Stored dataset items:

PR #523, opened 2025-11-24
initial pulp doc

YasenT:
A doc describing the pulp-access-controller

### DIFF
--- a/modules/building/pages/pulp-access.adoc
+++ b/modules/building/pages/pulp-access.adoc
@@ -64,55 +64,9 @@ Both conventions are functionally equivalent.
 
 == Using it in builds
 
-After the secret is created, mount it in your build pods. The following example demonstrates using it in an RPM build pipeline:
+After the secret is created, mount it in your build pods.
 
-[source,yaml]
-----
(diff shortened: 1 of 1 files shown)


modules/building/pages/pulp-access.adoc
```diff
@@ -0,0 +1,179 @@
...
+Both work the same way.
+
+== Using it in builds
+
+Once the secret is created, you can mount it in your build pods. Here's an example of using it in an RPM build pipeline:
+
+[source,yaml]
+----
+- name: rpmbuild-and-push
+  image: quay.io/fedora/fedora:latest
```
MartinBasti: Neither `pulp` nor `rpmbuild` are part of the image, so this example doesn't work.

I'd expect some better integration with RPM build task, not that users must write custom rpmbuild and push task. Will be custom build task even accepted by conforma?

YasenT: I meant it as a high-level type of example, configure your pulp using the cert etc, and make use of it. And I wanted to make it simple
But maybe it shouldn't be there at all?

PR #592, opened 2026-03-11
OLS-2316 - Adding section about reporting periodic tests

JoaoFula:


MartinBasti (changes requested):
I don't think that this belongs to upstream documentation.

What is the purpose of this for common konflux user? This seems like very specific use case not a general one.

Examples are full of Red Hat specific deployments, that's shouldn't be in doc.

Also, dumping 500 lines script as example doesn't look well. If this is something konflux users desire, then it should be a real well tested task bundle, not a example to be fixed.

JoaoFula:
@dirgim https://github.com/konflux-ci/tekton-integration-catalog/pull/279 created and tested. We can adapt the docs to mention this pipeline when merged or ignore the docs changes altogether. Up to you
--
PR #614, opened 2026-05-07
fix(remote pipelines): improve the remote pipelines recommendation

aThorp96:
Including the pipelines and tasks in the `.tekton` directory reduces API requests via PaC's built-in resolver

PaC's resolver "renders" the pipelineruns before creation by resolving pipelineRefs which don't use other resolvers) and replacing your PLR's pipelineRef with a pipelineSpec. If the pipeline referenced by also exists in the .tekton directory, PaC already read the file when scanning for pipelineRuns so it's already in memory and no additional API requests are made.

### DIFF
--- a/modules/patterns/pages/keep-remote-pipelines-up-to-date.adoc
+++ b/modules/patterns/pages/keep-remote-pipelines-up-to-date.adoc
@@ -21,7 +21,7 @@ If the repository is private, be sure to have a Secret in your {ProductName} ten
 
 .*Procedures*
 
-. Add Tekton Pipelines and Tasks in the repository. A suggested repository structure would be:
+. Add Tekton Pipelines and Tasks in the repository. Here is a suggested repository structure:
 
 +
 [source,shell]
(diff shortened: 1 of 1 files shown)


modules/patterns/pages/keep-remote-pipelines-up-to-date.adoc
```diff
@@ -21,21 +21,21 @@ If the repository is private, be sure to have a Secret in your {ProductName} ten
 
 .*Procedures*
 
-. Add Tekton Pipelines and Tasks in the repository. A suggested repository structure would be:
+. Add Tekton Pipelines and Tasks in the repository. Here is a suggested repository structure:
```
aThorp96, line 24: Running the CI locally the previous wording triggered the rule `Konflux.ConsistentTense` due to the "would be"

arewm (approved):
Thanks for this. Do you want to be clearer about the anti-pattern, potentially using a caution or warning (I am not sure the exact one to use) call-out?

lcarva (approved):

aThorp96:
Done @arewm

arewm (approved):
* * *
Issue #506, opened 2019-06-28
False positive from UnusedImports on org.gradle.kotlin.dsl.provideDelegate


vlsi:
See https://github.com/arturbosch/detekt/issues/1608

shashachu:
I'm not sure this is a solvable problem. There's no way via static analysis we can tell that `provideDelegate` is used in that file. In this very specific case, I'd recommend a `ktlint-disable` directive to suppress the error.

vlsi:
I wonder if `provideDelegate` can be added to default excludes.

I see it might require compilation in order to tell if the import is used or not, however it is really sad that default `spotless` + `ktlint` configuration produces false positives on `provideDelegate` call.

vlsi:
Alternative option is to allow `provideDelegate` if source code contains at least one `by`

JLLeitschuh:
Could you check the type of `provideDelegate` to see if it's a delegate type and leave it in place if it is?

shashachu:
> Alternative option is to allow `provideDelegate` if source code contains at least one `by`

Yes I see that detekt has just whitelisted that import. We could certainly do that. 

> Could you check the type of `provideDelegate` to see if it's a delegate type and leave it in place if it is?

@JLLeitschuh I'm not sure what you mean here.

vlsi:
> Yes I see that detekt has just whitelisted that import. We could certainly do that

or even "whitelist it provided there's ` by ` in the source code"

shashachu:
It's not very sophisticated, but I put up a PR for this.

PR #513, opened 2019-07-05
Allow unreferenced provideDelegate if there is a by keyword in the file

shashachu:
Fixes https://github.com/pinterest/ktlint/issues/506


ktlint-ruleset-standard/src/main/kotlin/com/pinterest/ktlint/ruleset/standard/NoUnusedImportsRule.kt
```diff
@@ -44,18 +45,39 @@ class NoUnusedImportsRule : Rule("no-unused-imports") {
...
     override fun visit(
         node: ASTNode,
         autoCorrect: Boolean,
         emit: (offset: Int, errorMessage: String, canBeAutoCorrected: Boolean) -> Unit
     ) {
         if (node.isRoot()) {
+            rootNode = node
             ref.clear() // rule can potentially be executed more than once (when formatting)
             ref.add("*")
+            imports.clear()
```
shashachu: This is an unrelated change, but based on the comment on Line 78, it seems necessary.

• _ACTIVITY_
Retype exactly, and only, the lines above from the one where "OLS-2316 - Adding" occurs up to and including the one where "What is the" occurs.

• _EXERCISE SOLUTION_
OLS-2316 - Adding section about reporting periodic tests

JoaoFula:


MartinBasti (changes requested):
I don't think that this belongs to upstream documentation.

What is the purpose of this for common konflux user? This seems like very specific use case not a general one.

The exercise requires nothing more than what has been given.